What needs to be done >>
Each line in the entries that has the word "review" has to be copied.

Segment Start: Data for processing

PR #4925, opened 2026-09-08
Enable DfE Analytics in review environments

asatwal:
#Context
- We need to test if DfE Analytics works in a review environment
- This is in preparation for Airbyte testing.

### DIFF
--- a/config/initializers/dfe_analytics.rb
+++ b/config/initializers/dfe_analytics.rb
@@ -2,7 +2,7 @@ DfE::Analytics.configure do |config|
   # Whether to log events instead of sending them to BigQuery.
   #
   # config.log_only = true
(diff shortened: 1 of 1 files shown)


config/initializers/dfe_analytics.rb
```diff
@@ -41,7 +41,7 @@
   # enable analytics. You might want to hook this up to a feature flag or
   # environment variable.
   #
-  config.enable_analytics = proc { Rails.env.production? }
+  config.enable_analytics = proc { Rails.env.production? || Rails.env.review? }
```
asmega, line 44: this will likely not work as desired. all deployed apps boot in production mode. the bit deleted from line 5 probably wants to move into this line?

Segment End: Data for processing
Segment Start: Data for processing

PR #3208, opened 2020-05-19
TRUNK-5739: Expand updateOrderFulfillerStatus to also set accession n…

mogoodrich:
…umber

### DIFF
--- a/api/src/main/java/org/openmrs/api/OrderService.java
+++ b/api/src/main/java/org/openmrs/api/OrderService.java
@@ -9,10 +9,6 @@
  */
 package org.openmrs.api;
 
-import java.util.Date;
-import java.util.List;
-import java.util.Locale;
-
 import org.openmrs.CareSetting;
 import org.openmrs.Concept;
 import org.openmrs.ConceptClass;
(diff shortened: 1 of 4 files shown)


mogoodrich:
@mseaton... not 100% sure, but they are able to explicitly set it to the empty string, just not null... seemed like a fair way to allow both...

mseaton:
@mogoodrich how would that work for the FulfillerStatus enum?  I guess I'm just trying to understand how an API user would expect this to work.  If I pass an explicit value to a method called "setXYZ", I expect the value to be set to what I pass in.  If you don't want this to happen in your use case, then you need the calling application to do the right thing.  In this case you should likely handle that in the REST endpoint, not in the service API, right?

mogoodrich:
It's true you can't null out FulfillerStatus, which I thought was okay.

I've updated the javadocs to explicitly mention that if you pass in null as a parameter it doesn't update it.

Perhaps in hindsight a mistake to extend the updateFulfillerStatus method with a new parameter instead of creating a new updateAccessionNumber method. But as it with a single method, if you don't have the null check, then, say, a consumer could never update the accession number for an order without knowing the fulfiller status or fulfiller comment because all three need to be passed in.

Segment End: Data for processing
Segment Start: Data for processing

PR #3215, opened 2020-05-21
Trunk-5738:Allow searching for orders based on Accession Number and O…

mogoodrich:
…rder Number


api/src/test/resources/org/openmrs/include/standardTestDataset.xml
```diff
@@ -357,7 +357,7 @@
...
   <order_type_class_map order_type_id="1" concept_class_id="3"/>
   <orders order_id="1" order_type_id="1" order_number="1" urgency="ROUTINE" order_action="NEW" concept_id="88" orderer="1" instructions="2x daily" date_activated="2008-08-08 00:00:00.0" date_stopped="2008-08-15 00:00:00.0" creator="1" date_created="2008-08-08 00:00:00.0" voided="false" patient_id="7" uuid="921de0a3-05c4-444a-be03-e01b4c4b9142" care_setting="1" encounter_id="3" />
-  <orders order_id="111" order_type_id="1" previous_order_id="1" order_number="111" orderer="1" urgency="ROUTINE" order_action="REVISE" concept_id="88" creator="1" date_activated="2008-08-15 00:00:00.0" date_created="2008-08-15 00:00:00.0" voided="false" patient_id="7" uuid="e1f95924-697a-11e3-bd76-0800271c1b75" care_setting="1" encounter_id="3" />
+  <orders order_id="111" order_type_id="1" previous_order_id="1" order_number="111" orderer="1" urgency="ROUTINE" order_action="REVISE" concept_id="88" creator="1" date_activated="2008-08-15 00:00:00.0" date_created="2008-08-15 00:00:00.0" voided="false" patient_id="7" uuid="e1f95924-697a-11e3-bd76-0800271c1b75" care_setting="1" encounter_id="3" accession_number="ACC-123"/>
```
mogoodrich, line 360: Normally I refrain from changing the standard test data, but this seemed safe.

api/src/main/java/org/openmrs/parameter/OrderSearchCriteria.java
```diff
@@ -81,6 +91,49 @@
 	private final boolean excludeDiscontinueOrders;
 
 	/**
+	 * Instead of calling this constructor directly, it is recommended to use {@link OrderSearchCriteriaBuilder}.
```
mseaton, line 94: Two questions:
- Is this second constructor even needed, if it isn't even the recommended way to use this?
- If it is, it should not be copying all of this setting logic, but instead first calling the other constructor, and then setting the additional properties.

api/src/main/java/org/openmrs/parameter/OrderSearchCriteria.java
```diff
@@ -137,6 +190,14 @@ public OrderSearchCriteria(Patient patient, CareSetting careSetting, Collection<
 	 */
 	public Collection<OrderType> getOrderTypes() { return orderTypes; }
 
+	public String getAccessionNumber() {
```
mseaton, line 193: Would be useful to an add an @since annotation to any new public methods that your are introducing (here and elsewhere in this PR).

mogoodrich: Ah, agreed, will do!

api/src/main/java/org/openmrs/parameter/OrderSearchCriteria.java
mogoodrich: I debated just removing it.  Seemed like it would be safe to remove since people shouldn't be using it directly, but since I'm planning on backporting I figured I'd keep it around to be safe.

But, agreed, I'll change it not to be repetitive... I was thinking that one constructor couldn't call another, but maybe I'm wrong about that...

Segment End: Data for processing

Completed exercise >>
Enable DfE Analytics in review environments
- We need to test if DfE Analytics works in a review environment
+  config.enable_analytics = proc { Rails.env.production? || Rails.env.review? }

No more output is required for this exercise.